What the exercise asks
Please restate the data that follows, leaving every word in place.

Source data
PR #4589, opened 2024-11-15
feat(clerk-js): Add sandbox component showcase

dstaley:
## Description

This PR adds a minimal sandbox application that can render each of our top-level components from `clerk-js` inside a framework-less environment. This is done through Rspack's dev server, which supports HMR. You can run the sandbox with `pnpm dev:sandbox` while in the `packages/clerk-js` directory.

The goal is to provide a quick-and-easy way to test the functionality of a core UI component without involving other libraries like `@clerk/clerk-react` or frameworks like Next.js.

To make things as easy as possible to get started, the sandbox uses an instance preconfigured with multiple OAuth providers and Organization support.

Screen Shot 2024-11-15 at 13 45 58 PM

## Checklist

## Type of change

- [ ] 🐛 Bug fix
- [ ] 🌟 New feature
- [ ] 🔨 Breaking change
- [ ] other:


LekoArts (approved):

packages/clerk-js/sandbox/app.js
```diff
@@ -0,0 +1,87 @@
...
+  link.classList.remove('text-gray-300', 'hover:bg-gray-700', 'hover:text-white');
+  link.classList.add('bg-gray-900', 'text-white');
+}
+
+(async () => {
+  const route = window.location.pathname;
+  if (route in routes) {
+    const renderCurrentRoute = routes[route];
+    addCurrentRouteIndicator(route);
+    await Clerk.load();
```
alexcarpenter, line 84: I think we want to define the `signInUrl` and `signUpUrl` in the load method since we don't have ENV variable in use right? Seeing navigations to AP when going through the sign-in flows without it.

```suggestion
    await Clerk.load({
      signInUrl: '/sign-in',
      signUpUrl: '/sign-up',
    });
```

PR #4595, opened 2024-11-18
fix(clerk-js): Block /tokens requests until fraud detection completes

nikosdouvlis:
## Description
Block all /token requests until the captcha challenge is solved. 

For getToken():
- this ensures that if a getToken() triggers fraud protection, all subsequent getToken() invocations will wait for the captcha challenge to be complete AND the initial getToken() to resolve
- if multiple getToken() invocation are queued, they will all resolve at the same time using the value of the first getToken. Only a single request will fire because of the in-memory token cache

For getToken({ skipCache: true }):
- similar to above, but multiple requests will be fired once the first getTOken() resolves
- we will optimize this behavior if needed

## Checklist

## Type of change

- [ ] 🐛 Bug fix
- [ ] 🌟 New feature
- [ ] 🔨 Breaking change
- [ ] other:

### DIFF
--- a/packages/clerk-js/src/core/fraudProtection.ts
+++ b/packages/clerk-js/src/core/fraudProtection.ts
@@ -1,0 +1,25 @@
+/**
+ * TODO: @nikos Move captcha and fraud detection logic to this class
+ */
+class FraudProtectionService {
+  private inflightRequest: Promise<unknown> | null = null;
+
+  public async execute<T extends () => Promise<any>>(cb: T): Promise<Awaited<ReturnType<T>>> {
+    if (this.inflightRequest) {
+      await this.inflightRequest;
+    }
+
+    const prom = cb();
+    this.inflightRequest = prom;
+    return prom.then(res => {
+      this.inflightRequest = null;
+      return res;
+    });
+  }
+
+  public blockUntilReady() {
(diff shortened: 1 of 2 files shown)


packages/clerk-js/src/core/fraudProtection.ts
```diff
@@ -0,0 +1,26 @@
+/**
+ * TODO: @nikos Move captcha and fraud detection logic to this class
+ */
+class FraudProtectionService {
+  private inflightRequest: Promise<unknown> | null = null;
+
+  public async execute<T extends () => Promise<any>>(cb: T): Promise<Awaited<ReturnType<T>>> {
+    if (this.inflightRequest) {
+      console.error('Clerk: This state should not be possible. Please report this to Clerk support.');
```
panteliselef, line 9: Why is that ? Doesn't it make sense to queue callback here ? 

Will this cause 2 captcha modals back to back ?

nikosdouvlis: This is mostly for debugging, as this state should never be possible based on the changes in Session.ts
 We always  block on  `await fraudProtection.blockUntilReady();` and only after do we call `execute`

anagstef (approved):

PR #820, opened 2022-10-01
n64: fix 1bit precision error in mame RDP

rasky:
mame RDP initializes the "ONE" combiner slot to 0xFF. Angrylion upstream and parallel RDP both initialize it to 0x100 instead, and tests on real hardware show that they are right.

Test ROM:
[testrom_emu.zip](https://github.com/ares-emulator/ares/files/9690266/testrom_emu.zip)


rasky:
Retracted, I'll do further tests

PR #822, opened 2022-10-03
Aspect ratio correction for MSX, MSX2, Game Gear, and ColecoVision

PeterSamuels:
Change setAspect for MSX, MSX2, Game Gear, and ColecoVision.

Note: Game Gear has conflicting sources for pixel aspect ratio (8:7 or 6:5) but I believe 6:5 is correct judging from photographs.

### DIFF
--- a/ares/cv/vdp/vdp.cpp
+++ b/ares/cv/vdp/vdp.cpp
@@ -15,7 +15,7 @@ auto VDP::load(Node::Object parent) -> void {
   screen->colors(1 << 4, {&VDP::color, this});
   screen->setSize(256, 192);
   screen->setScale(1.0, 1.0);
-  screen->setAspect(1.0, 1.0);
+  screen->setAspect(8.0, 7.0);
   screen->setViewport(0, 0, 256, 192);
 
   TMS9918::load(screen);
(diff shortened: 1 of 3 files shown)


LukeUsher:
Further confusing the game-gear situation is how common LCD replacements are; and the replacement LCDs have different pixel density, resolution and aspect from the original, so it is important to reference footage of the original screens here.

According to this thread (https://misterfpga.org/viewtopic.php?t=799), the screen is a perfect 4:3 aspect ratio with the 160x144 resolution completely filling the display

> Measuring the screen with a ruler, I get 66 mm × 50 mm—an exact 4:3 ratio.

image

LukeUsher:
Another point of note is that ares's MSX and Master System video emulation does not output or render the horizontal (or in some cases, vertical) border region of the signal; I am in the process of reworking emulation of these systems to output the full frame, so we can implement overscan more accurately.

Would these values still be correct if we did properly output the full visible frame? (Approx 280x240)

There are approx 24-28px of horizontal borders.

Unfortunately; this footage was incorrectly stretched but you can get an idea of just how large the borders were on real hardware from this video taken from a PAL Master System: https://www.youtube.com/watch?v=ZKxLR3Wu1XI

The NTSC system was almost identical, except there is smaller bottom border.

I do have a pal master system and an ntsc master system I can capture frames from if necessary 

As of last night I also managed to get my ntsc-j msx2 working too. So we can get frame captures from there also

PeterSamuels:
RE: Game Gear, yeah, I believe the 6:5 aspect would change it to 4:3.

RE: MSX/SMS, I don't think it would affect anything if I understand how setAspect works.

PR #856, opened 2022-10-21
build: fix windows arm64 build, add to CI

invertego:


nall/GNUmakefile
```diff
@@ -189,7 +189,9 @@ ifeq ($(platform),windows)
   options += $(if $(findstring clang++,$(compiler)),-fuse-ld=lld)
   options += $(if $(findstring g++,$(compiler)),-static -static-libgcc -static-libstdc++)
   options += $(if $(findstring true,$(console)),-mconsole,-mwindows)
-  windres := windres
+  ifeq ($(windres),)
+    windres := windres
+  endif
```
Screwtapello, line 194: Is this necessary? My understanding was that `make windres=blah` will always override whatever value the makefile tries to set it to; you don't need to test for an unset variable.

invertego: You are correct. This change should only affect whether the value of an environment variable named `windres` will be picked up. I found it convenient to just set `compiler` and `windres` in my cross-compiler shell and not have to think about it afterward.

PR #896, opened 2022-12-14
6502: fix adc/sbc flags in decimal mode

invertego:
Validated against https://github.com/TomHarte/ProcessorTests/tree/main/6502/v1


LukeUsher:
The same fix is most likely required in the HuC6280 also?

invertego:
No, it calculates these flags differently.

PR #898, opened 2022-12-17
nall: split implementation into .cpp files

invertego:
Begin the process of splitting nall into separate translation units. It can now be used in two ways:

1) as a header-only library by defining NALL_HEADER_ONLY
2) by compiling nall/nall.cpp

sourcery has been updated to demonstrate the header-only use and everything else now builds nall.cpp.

Response
PR #4589, opened 2024-11-15
feat(clerk-js): Add sandbox component showcase

dstaley:
## Description

This PR adds a minimal sandbox application that can render each of our top-level components from `clerk-js` inside a framework-less environment. This is done through Rspack's dev server, which supports HMR. You can run the sandbox with `pnpm dev:sandbox` while in the `packages/clerk-js` directory.

The goal is to provide a quick-and-easy way to test the functionality of a core UI component without involving other libraries like `@clerk/clerk-react` or frameworks like Next.js.

To make things as easy as possible to get started, the sandbox uses an instance preconfigured with multiple OAuth providers and Organization support.

Screen Shot 2024-11-15 at 13 45 58 PM

## Checklist

## Type of change

- [ ] 🐛 Bug fix
- [ ] 🌟 New feature
- [ ] 🔨 Breaking change
- [ ] other:


LekoArts (approved):

packages/clerk-js/sandbox/app.js
```diff
@@ -0,0 +1,87 @@
...
+  link.classList.remove('text-gray-300', 'hover:bg-gray-700', 'hover:text-white');
+  link.classList.add('bg-gray-900', 'text-white');
+}
+
+(async () => {
+  const route = window.location.pathname;
+  if (route in routes) {
+    const renderCurrentRoute = routes[route];
+    addCurrentRouteIndicator(route);
+    await Clerk.load();
```
alexcarpenter, line 84: I think we want to define the `signInUrl` and `signUpUrl` in the load method since we don't have ENV variable in use right? Seeing navigations to AP when going through the sign-in flows without it.

```suggestion
    await Clerk.load({
      signInUrl: '/sign-in',
      signUpUrl: '/sign-up',
    });
```

PR #4595, opened 2024-11-18
fix(clerk-js): Block /tokens requests until fraud detection completes

nikosdouvlis:
## Description
Block all /token requests until the captcha challenge is solved. 

For getToken():
- this ensures that if a getToken() triggers fraud protection, all subsequent getToken() invocations will wait for the captcha challenge to be complete AND the initial getToken() to resolve
- if multiple getToken() invocation are queued, they will all resolve at the same time using the value of the first getToken. Only a single request will fire because of the in-memory token cache

For getToken({ skipCache: true }):
- similar to above, but multiple requests will be fired once the first getTOken() resolves
- we will optimize this behavior if needed

## Checklist

## Type of change

- [ ] 🐛 Bug fix
- [ ] 🌟 New feature
- [ ] 🔨 Breaking change
- [ ] other:

### DIFF
--- a/packages/clerk-js/src/core/fraudProtection.ts
+++ b/packages/clerk-js/src/core/fraudProtection.ts
@@ -1,0 +1,25 @@
+/**
+ * TODO: @nikos Move captcha and fraud detection logic to this class
+ */
+class FraudProtectionService {
+  private inflightRequest: Promise<unknown> | null = null;
+
+  public async execute<T extends () => Promise<any>>(cb: T): Promise<Awaited<ReturnType<T>>> {
+    if (this.inflightRequest) {
+      await this.inflightRequest;
+    }
+
+    const prom = cb();
+    this.inflightRequest = prom;
+    return prom.then(res => {
+      this.inflightRequest = null;
+      return res;
+    });
+  }
+
+  public blockUntilReady() {
(diff shortened: 1 of 2 files shown)


packages/clerk-js/src/core/fraudProtection.ts
```diff
@@ -0,0 +1,26 @@
+/**
+ * TODO: @nikos Move captcha and fraud detection logic to this class
+ */
+class FraudProtectionService {
+  private inflightRequest: Promise<unknown> | null = null;
+
+  public async execute<T extends () => Promise<any>>(cb: T): Promise<Awaited<ReturnType<T>>> {
+    if (this.inflightRequest) {
+      console.error('Clerk: This state should not be possible. Please report this to Clerk support.');
```
panteliselef, line 9: Why is that ? Doesn't it make sense to queue callback here ? 

Will this cause 2 captcha modals back to back ?

nikosdouvlis: This is mostly for debugging, as this state should never be possible based on the changes in Session.ts
 We always  block on  `await fraudProtection.blockUntilReady();` and only after do we call `execute`

anagstef (approved):

PR #820, opened 2022-10-01
n64: fix 1bit precision error in mame RDP

rasky:
mame RDP initializes the "ONE" combiner slot to 0xFF. Angrylion upstream and parallel RDP both initialize it to 0x100 instead, and tests on real hardware show that they are right.

Test ROM:
[testrom_emu.zip](https://github.com/ares-emulator/ares/files/9690266/testrom_emu.zip)


rasky:
Retracted, I'll do further tests

PR #822, opened 2022-10-03
Aspect ratio correction for MSX, MSX2, Game Gear, and ColecoVision

PeterSamuels:
Change setAspect for MSX, MSX2, Game Gear, and ColecoVision.

Note: Game Gear has conflicting sources for pixel aspect ratio (8:7 or 6:5) but I believe 6:5 is correct judging from photographs.

### DIFF
--- a/ares/cv/vdp/vdp.cpp
+++ b/ares/cv/vdp/vdp.cpp
@@ -15,7 +15,7 @@ auto VDP::load(Node::Object parent) -> void {
   screen->colors(1 << 4, {&VDP::color, this});
   screen->setSize(256, 192);
   screen->setScale(1.0, 1.0);
-  screen->setAspect(1.0, 1.0);
+  screen->setAspect(8.0, 7.0);
   screen->setViewport(0, 0, 256, 192);
 
   TMS9918::load(screen);
(diff shortened: 1 of 3 files shown)


LukeUsher:
Further confusing the game-gear situation is how common LCD replacements are; and the replacement LCDs have different pixel density, resolution and aspect from the original, so it is important to reference footage of the original screens here.

According to this thread (https://misterfpga.org/viewtopic.php?t=799), the screen is a perfect 4:3 aspect ratio with the 160x144 resolution completely filling the display

> Measuring the screen with a ruler, I get 66 mm × 50 mm—an exact 4:3 ratio.

image

LukeUsher:
Another point of note is that ares's MSX and Master System video emulation does not output or render the horizontal (or in some cases, vertical) border region of the signal; I am in the process of reworking emulation of these systems to output the full frame, so we can implement overscan more accurately.

Would these values still be correct if we did properly output the full visible frame? (Approx 280x240)

There are approx 24-28px of horizontal borders.

Unfortunately; this footage was incorrectly stretched but you can get an idea of just how large the borders were on real hardware from this video taken from a PAL Master System: https://www.youtube.com/watch?v=ZKxLR3Wu1XI

The NTSC system was almost identical, except there is smaller bottom border.

I do have a pal master system and an ntsc master system I can capture frames from if necessary 

As of last night I also managed to get my ntsc-j msx2 working too. So we can get frame captures from there also

PeterSamuels:
RE: Game Gear, yeah, I believe the 6:5 aspect would change it to 4:3.

RE: MSX/SMS, I don't think it would affect anything if I understand how setAspect works.

PR #856, opened 2022-10-21
build: fix windows arm64 build, add to CI

invertego:


nall/GNUmakefile
```diff
@@ -189,7 +189,9 @@ ifeq ($(platform),windows)
   options += $(if $(findstring clang++,$(compiler)),-fuse-ld=lld)
   options += $(if $(findstring g++,$(compiler)),-static -static-libgcc -static-libstdc++)
   options += $(if $(findstring true,$(console)),-mconsole,-mwindows)
-  windres := windres
+  ifeq ($(windres),)
+    windres := windres
+  endif
```
Screwtapello, line 194: Is this necessary? My understanding was that `make windres=blah` will always override whatever value the makefile tries to set it to; you don't need to test for an unset variable.

invertego: You are correct. This change should only affect whether the value of an environment variable named `windres` will be picked up. I found it convenient to just set `compiler` and `windres` in my cross-compiler shell and not have to think about it afterward.

PR #896, opened 2022-12-14
6502: fix adc/sbc flags in decimal mode

invertego:
Validated against https://github.com/TomHarte/ProcessorTests/tree/main/6502/v1


LukeUsher:
The same fix is most likely required in the HuC6280 also?

invertego:
No, it calculates these flags differently.

PR #898, opened 2022-12-17
nall: split implementation into .cpp files

invertego:
Begin the process of splitting nall into separate translation units. It can now be used in two ways:

1) as a header-only library by defining NALL_HEADER_ONLY
2) by compiling nall/nall.cpp

sourcery has been updated to demonstrate the header-only use and everything else now builds nall.cpp.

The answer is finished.